The Assumption of Immortality

There is that part of the mind that assumes we are immortal, no matter how rational or informed we might be about the real state of the world and our own personal future - absent intervention - of aging, suffering, and death. Organized religion may have its origin in this, coupled with our tendencies towards anthropomorphism and desire for immediate answers to replace unknowns, even if those answers are incorrect. The line of thinking in a prehistoric society runs as follows: if we are immortal, then so are our dead ancestors, and who is moving the sun? These things lead to their natural conclusions.

To what degree is the inner assumption of immortality - in and of itself - something that drives public disinterest in work on rejuvenation biotechnology? I'm not completely convinced that it is important versus, say, the influence of modern religious culture, or the widespread mistaken belief that extending life would mean extending the period of frailty and suffering in old age. But it is a part of the puzzle: why are people so unwilling to help their future selves avoid pain, suffering, and death?

Most studies on immortality or "eternalist" beliefs have focused on people's views of the afterlife. Studies have found that both children and adults believe that bodily needs, such as hunger and thirst, end when people die, but mental capacities, such as thinking or feeling sad, continue in some form. But these afterlife studies leave one critical question unanswered: where do these beliefs come from? Researchers have long suspected that people develop ideas about the afterlife through cultural exposure, like television or movies, or through religious instruction.
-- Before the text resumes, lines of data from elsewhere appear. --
PR #667, opened 2017-07-23
Disable logrotate and cron job for updating clamav if clamav is disabled (fixes #660)

### LINKED ISSUE #660: Should the freshclam cron job be disabled when ENABLE_CLAMAV=0?
I'm getting several emails a day about cron job failing to rotate logs and things.  Also, trying to minimize network, memory, and cpu usage by not updating clamav db.

danielpanteleit:
This should fix #660.

Cron-Job is now written to `/etc/cron.d/freshclam`. On start, the cron job and logrotate files regarding clamav are removed if clamav is disabled. This means that this can not be reversed, but changing the environment should also spawn a new container with the files intact (in case someone wants to reenable clamav)

### DIFF
--- a/Dockerfile
+++ b/Dockerfile
@@ -65,8 +65,7 @@ RUN apt-get update -q --fix-missing && \
   touch /var/log/auth.log && \
   update-locale
 
-# Enables Clamav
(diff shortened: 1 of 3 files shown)


tomav:
Great!

PR #669, opened 2017-07-23
remove /etc/cron.weekly/fstrim since we don't want to fstrim in docker

### LINKED ISSUE #662: Cron runs fstrim
Cron runs `fstrim` on a weekly basis which results in a cron error mail:

```
/etc/cron.weekly/fstrim:
fstrim: /tmp/ssl/private.pem: not a directory
fstrim: /tmp/ssl/public.pem: not a directory
fstrim: /etc/hosts: not a directory
fstrim: /etc/hostname: not a directory
fstrim: /etc/resolv.conf: not a directory
fstrim: /var/mail: FITRIM ioctl failed: Operation not permitted
fstrim: /tmp/docker-mailserver: FITRIM ioctl failed: Operation not permitted
fstrim: /var/mail-state: FITRIM ioctl failed: Operation not permitted
fstrim: /: FITRIM ioctl failed: Operation not permitted
```

Since docker does not have permission to `fstrim` (which should already be done by the host system), `fstrim` should be disabled.

I guess deleting `/etc/cron.weekly/fstrim` should be enough.

danielpanteleit:
This fixes #662

### DIFF
--- a/Dockerfile
+++ b/Dockerfile
@@ -63,7 +63,8 @@ RUN apt-get update -q --fix-missing && \
   rm -rf /usr/share/man/* && \
   rm -rf /usr/share/doc/* && \
   touch /var/log/auth.log && \
-  update-locale
+  update-locale && \
+  rm -f /etc/cron.weekly/fstrim
 
 # Enables Clamav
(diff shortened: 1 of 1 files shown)


tomav:
Thanks!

But perhaps [these] ideas of immortality actually emerge from our intuition. Just as children learn to talk without formal instruction, maybe they also intuit that part of their mind could exist apart from their body.

[Researchers] interviewed children from an indigenous Shuar village in the Amazon Basin of Ecuador. For comparison, [they] also interviewed children from an urban area near Quito, Ecuador. Both groups gave remarkably similar answers, despite their radically different cultures. The children reasoned that their bodies didn't exist before birth, and that they didn't have the ability to think or remember. However, both groups also said that their emotions and desires existed before they were born. For example, while children generally reported that they didn't have eyes and couldn't see things before birth, they often reported being happy that they would soon meet their mother, or sad that they were apart from their family. "They didn't even realize they were contradicting themselves. Even kids who had biological knowledge about reproduction still seemed to think that they had existed in some sort of eternal form. And that form really seemed to be about emotions and desires."

Why would humans have evolved this seemingly universal belief in the eternal existence of our emotions? [It] might be a by-product of our highly developed social reasoning. "We're really good at figuring out what people are thinking, what their emotions are, what their desires are." We tend to see people as the sum of their mental states, and desires and emotions may be particularly helpful when predicting their behavior. Because this ability is so useful and so powerful, it flows over into other parts of our thinking. We sometimes see connections where potentially none exist, we hope there's a master plan for the universe, we see purpose when there is none, and we imagine that a soul survives without a body.